#### [LISTED RECORDS]
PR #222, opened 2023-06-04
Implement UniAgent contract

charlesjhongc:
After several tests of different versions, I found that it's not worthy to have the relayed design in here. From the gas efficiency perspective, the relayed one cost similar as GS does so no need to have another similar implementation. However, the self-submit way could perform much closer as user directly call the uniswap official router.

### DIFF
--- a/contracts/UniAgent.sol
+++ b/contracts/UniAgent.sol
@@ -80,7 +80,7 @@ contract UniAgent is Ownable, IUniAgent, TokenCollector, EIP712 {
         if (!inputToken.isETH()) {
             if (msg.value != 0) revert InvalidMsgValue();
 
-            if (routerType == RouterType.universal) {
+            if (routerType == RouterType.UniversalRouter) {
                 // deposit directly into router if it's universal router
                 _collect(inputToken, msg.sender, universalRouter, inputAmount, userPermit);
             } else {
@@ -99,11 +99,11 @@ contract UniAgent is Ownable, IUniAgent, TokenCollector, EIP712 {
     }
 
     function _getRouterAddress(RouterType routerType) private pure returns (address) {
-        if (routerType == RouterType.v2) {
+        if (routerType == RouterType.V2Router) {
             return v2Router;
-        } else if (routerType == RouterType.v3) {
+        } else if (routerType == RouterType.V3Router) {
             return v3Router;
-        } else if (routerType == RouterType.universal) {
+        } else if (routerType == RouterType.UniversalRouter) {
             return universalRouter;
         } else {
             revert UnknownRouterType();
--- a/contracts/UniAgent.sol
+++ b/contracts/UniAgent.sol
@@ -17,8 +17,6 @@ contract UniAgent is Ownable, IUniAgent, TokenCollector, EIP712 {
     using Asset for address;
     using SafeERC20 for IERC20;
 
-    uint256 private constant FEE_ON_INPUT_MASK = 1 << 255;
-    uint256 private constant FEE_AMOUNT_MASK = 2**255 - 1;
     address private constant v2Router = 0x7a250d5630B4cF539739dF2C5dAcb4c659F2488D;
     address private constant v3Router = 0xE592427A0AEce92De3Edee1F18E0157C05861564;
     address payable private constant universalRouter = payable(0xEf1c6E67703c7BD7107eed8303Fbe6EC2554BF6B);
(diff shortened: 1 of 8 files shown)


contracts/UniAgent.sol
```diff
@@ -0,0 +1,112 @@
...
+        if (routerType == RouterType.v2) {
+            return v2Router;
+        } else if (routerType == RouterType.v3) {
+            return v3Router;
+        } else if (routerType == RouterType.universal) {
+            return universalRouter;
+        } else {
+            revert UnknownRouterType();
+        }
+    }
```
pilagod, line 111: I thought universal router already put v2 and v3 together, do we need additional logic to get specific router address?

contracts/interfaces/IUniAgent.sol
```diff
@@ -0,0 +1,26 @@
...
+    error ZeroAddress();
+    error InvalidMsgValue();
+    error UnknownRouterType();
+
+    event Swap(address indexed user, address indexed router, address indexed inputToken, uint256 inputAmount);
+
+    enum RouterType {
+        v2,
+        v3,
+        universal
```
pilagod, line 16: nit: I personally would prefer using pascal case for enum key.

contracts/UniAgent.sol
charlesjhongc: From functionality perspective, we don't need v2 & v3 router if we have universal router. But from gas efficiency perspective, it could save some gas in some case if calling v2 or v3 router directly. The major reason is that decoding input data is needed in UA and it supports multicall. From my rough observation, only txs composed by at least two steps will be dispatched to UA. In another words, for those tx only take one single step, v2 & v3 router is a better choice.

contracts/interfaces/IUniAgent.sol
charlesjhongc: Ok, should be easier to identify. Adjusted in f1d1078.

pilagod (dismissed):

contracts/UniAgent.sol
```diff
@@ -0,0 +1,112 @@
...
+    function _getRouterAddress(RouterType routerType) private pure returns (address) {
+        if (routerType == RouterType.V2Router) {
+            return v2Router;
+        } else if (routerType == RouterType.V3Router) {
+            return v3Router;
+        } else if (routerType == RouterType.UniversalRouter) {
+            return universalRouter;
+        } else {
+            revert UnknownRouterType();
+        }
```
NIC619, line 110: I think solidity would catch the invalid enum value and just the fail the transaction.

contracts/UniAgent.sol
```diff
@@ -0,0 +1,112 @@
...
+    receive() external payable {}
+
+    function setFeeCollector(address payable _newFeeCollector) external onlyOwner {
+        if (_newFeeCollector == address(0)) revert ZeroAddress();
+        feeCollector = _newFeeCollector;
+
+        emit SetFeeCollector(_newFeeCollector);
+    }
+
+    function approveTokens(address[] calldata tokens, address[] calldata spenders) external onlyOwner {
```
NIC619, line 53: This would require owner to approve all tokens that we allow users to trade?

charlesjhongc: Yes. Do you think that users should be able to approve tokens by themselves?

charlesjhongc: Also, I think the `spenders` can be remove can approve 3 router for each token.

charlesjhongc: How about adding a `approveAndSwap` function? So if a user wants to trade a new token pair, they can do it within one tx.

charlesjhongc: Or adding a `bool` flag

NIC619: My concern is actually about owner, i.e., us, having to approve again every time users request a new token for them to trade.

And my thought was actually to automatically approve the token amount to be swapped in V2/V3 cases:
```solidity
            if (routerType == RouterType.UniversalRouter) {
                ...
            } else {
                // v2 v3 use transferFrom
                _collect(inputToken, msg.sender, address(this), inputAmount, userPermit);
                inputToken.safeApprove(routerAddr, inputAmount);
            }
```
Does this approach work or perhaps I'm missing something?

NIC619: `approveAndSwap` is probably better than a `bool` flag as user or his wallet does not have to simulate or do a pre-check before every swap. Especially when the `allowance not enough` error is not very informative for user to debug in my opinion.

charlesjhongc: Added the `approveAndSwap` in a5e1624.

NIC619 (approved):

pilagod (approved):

#### [EXERCISE AIM]
Looking at the records above, how many lines contain "bool"? Answer with the number alone.

#### [WRITTEN ANSWER]
2